Graphene-based electronic textile sheet for highly sensitive detection of NO2 and NH3

• Published in: Sensors and actuators. B, Chemical Vol. 345; p. 130361
• Main Authors: Lee, Sang Won, Jung, Hyo Gi, Jang, Jae Won, Park, Dongsung, Lee, Dongtak, Kim, Insu, Kim, Yonghwan, Cheong, Da Yeon, Hwang, Kyo Seon, Lee, Gyudo, Yoon, Dae Sung
• Format: Journal Article
• Language: English
• Published: Lausanne Elsevier B.V 15.10.2021; Elsevier Science Ltd
• Subjects: Ammonia; Electronic textile sheet; Exhalation; Flexible gas sensor; Gas sensors; Graphene; Nitrogen dioxide; Polyester sheet; Sheets; Smart materials; Textiles; Vehicle emissions; Wearable technology; Yarn; Yarns; Ammonia; Electronic textile sheet; Nitrogen dioxide; Graphene; Polyester sheet; Flexible gas sensor
• ISSN: 0925-4005; 1873-3077
• DOI: 10.1016/j.snb.2021.130361

•A highly conductive and sensitive GES successfully detect NO2 and NH3 gas molecules.•The GES exhibited a highly sensitive, low detection limit, repeatability, and selectivity to both toxic gases.•2D GES possess significant advantages for utilization in various wearable devices, compared to 1D e-textile yarn.•The GES could potentially be a next-generation 2D e-textile sensor for detecting toxic environmental gases and monitoring human health. Graphene-based electronic textiles (e-textiles) have generally fabricated with one-dimensional (1D) textile (e.g., yarn) to serve as wearable devices or smart textiles for detecting hazardous gases. For an improved sensing performance, flexible 1D e-textile yarns can be woven and patterned to form two-dimensional (2D) sheets; however, these sheets suffer from batch-to-batch variations while manufacturing by hand. To address these issues, we fabricated a graphene-based electronic sheet (GES) on a polyester sheet with a uniform grid fishnet pattern. The 2D GES exhibited high conductance (∼7 μS) and sensitivity toward NO2 (0.34 μA/ppm) and NH3 (0.16 μA/ppm), which are indicative of a significantly improved performance as compared to that of the 1D e-textile yarn.

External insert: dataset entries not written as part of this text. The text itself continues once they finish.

Issue #1205, opened 2021-03-02
Osmose raises an error when tag housenumber is used in the member of an associatedstreet relation but also member of another relation


nuxper:
Item 2060 class 1
http://osmose.openstreetmap.fr/fr/error/4e1daae5-8324-8ef2-b0e3-f34278110a79

osmose reports an issue for a housenumber node member of:
* associatedstreet relation
* provides_feature relation

2060 reports that addr:housenumber or addr:housename without addr:street, addr:district, addr:neighbourhood, addr:quarter, addr:suburb, addr:place or addr:hamlet must be in a associatedStreet relation. It shouldn't report this issue as the node is member of an associatedStreet relation.

I believe I found the problem in the code. I'll submit a PR

frodrigo:
To be tested. but probably something like this
```sql
WHERE
     (relation_members.member_id IS NULL OR relations.id IS NOT NULL) AND
     ...
```
https://github.com/osm-fr/osmose-backend/blob/master/analysers/analyser_osmosis_relation_associatedStreet.py#L80

nuxper:
Hi @frodrigo ,

Thanks for your feedback.

I checked your suggestion but do not reach the expected result. Can I ask your help ?:

### Taking a step back and focusing on nodes only first:

If I understand correctly, sql01 should return the nodes which seem to be address nodes (with a addr:housenumber or addr:housename tag)

The intention is also to get the information
- whether or note the addr:street (or similar) exists
- whether the node is a member of an associatedStreet (or similar) relation

In order to do that, sql01 would left outer join the table of (nodes with a addr:housenumber) to the table of (members of an associated street relation)

### my understanding...
...is that members of an associated street relation should be an inner join:

```
relation_members
INNER JOIN relations ON
	relation_members.relation_id = relations.id AND
	relations.tags?'type' AND
	relations.tags->'type' IN ('associatedStreet', 'street')
```
	
I tested this solution which was in the PR and as far as I could tell, the fix worked as intended. I checked the differences (before->after fix) at least in Lyon.

### If I try to use a LEFT JOIN...
... between relation_members and relations then restrict it in the where clause, 

```
WHERE
     (relation_members.member_id IS NULL OR relations.id IS NOT NULL) 
```
     
then the nodes that have a addr:housenumber tag, are NOT in an associatedstreet but ARE in another type of relation are no longer in the result (example : 6440629970)

### Can you help please ? ;) :
Have I understood your suggestion correctly ?
[...]

PR #1206, opened 2021-03-02
#1205 : do not raise error when tag housenumber is used in the member of an associatedstreet relation which is also member of another relation

nuxper:
See https://github.com/osm-fr/osmose-backend/issues/1205


frodrigo:
No the right thing to do

PR #1208, opened 2021-03-05
fix typo, mention case of wrong riverbank

matkoniecz:
Is there sane method to update `po/` files? Or is it necessary to do it manually?

### DIFF
--- a/analysers/analyser_osmosis_waterway.py
+++ b/analysers/analyser_osmosis_waterway.py
@@ -149,8 +149,8 @@ class Analyser_Osmosis_Waterway(Analyser_Osmosis):
 '''There is one `waterway=riverbank` but there is no `waterway=river`
 inside it.'''),
             fix = T_(
-'''After checking, create a "river" line inside te "riverbank"
-polygon.'''))
+'''After checking, create a "river" line inside the "riverbank"
+polygon or eliminate "riverbank" polygon.'''))
         self.classs_change[2] = self.def_class(item = 1220, level = 3, tags = ['waterway', 'fix:imagery'],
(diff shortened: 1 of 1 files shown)


frodrigo:
The english version has to be fixed in the code.

matkoniecz:
> in the code.

Which one? Is my PR sufficient or should I edit also something else?

analysers/analyser_osmosis_waterway.py
```diff
@@ -149,8 +149,8 @@ def __init__(self, config, logger = None):
 '''There is one `waterway=riverbank` but there is no `waterway=river`
 inside it.'''),
             fix = T_(
-'''After checking, create a "river" line inside te "riverbank"
-polygon.'''))
+'''After checking, create a "river" line inside the "riverbank"
+polygon or eliminate "riverbank" polygon.'''))
```
frodrigo, line 153:
```suggestion
polygon or eliminate then "riverbank" polygon.'''))
```
```suggestion
polygon or eliminate "riverbank" polygon.'''))
```

frodrigo:
> > in the code.
> 
> Which one? Is my PR sufficient or should I edit also something else?

Yes, sorry I did not see at first time it is a PR and not an issue.

analysers/analyser_osmosis_waterway.py
matkoniecz: I am unsure what is being proposed here. Adding word "then" and removing it?

frodrigo: Ho, it is a typo. I was suggesting adding "the".

PR #1232, opened 2021-03-24
Allow quick fix on post_box_FR analyser

PanierAvide:
As this analyser is the only one not offering tag suggestions for creating new post boxes, I submit this PR in order to make tools able to get directly post box ref.


frodrigo:
Deployed.

PR #1534, opened 2022-08-31
Clarify error message

bubeck:
The previous error message indicates, that there is an error in the way type (attribute "highway") and not in the name. Clarify this.


frodrigo:
Deployed

PR #1542, opened 2022-09-04
Don't remove oneway from roundabout if oneway=no

Famlam:
Prevent proposing to remove `oneway` from a roundabout if `oneway=no`. 

The proper fix would be to tag `junction=circular` instead of `junction=roundabout` and keep the `oneway` tag, however, I believe a check for this case belongs in JOSM ( filed: https://josm.openstreetmap.de/ticket/22343 ), hence I'm just adding the exception to Osmose.
Example issue: https://osmose.openstreetmap.fr/nl/issue/38388bc5-48a0-8cdb-7891-81cbb7f3fc4b
815 cases worldwide

(p.s.: theoretically this entire plugin could be in mapcss, but I find it too debatable if having oneway=yes is bad to propose it to JOSM myself. In fact, I always disable this check when I'm looking at Osmose issues)

### DIFF
--- a/plugins/TagRemove_Roundabout.py
+++ b/plugins/TagRemove_Roundabout.py
@@ -35,7 +35,7 @@ The tag `name=*` must be present if this is the name of the roundabout
 and not a road connected, same thing for `ref=*`.'''))
 
     def way(self, data, tags, nds):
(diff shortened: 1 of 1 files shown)


frodrigo:
Thank you.

frodrigo:
Deployed

PR #1544, opened 2022-09-06
duplicated geom with unusal tags

didier2020:
unusual tags like 'SHAPE', 'LENGTH', only tag "area" or "name" are duplicated and or with another with "normal" tag
tested on indonesia and some african country


frodrigo:
Thank. Merged, but not deployed, yet.

frodrigo:
Deployed

didier2020:
thank's 
fix issue for thailand and paraguay

PR #1545, opened 2022-09-06
only area on way

didier2020:
a lot of in indonesia, i don't know why


frodrigo:
Need to adjust the `detail` in the doc section.

didier2020:
je n'ai pas trouvé ou se trouve "detail"

frodrigo:
```python
            detail = T_(
'''An object without relevant tag (no other tag than `source`,
`created_by`, `note:qadastre` nor `name`) nor a relation member with a
role.'''),
```

You can just push a new commit on the branch to fix it.

Issue #1538, opened 2022-09-03
Item #1050 : Reverse Roundabout


altilunium:
Is there a database where Osmose keeps track of whether a country is "drive on the right" or "drive on the left"? 

Here is an example from [Indonesia](https://osmose.openstreetmap.fr/en/map/#zoom=18&lat=-6.357587&lon=106.930055&item=xxxx&level=1&issue_uuid=fd861f98-431f-9adf-7868-b8bbb170238e), a "drive on the left" country. Clockwise roundabout is valid. But it's marked as invalid on Osmose.

![image](https://user-images.githubusercontent.com/70379302/188251315-eb916e81-1553-4baa-8a50-7651f25eff1f.png)

frodrigo:
It set in configuration

https://github.com/osm-fr/osmose-backend/blob/master/osmose_config.py#L1146

It is the `driving_side` options at `right` by default.

The configuration for Indonesia is missing (or lost) in the configuration file.

frodrigo:
Done.

PR #1550, opened 2022-09-08
Update left-handed driving countries

Famlam:
Based upon https://en.wikipedia.org/wiki/Left-_and_right-hand_traffic
See issue #1538

Will test tomorrow/this weekend, then release for review/merging.


Famlam:
Works like a charm :)

frodrigo:
Thank you for this and check all other countries.

Famlam:
(Technically I did not check all countries: I only compared the ones that had many issues about inversed roundabouts in Osmose)

Issue #1549, opened 2022-09-08
Missing roundabout check doesn't check the presence of junction=circular


Famlam:
Just spotted this one: https://osmose.openstreetmap.fr/nl/issue/dbe595e7-abb0-95df-4f67-7f3c7e9780ec

Item 2010
Class 1
https://github.com/osm-fr/osmose-backend/blob/master/analysers/analyser_osmosis_roundabout.py#L88

The check for potentially missing roundabouts doesn't exclude roads tagged with `junction=circular`

I'll propose a fix tomorrow/this weekend. Probably just adding:
```sql
    NOT (ways.tags?'junction' AND ways.tags->'junction' = 'circular')
```

PR #1551, opened 2022-09-10
Exclude junction=circular in missing roundabout check

Famlam:
Fixes issue #1549.
Also add the `nodes.tags != ''::hstore` check to the new check as recommended by the docs

---------

@frodrigo I have some issues with debugging the 'diff'-supporting analysers locally.
When I run it the first time (i.e. via `./osmose_run.py --no-clean --country=sweden_gotland --skip-frontend-check --skip-upload --analyser=osmosis_roundabout`) all results (1) are present. When I re-run the analyser (using the same command) the results are empty, probably because it uses the diff mode (and the relevant ways haven't changed).
Is there some option to ensure you always get the full results for i.e. debugging purposes?
Example using the command above:
First time running, I got https://www.openstreetmap.org/way/5134430 as a result for class 1
Second time running, I got no results

### DIFF
--- a/analysers/analyser_osmosis_roundabout.py
+++ b/analysers/analyser_osmosis_roundabout.py
@@ -45,6 +45,7 @@ WHERE
     NOT ways.is_construction AND
     (NOT ways.tags?'name' OR ways.tags->'name' LIKE 'Rond%' OR ways.tags->'name' LIKE 'Giratoire%') AND -- no name or start with 'Rond' or 'Giratoire' (French)
     NOT ways.tags->'oneway' = 'no' AND
+    NOT ways.tags->'junction' = 'circular' AND
     -- geometry
     ways.is_polygon AND -- It's a polygon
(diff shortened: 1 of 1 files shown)


frodrigo:
Thank.

If you down not use `--resume-analyser=RESUME_ANALYSER` or `--resume`, it does not run in diff mode.

Famlam:
I must say I am surprised by the amount of results that have disappeared: it went from 16k results to 8k results. I initially got the impression junction=circular was only about 1 out of 10 of the "matches"

Famlam:
In fact, something IS wrong...
`NOT ways.tags->'junction' = 'circular'` (and more surprisingly `NOT (ways.tags->'junction' = 'circular')`) evaluates as false if `junction` is absent.
Working on a fix. Also I realized I don't need to check for `circular` as any other value of junction would not be possible together with `junction=roundabout`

Furthermore, the 2D GES not only exhibited an improved NO2 sensing response that was approximately three times higher than that of the 1D e-textile yarn but also showed other advantages, such as being 19 times lighter and 5 times thinner per unit area. Moreover, we confirmed that the GES enabled the detection of not only NO2, which is emitted from vehicle exhausts but also the NH3 present in the atmosphere and artificial breath. We also found that the GES possessed high mechanical flexibility to endure a 1,000-cycle bending test. These results suggest that the GES could be a next-generation 2D wearable gas sensor for detecting toxic environmental gases and monitoring health by exhalation.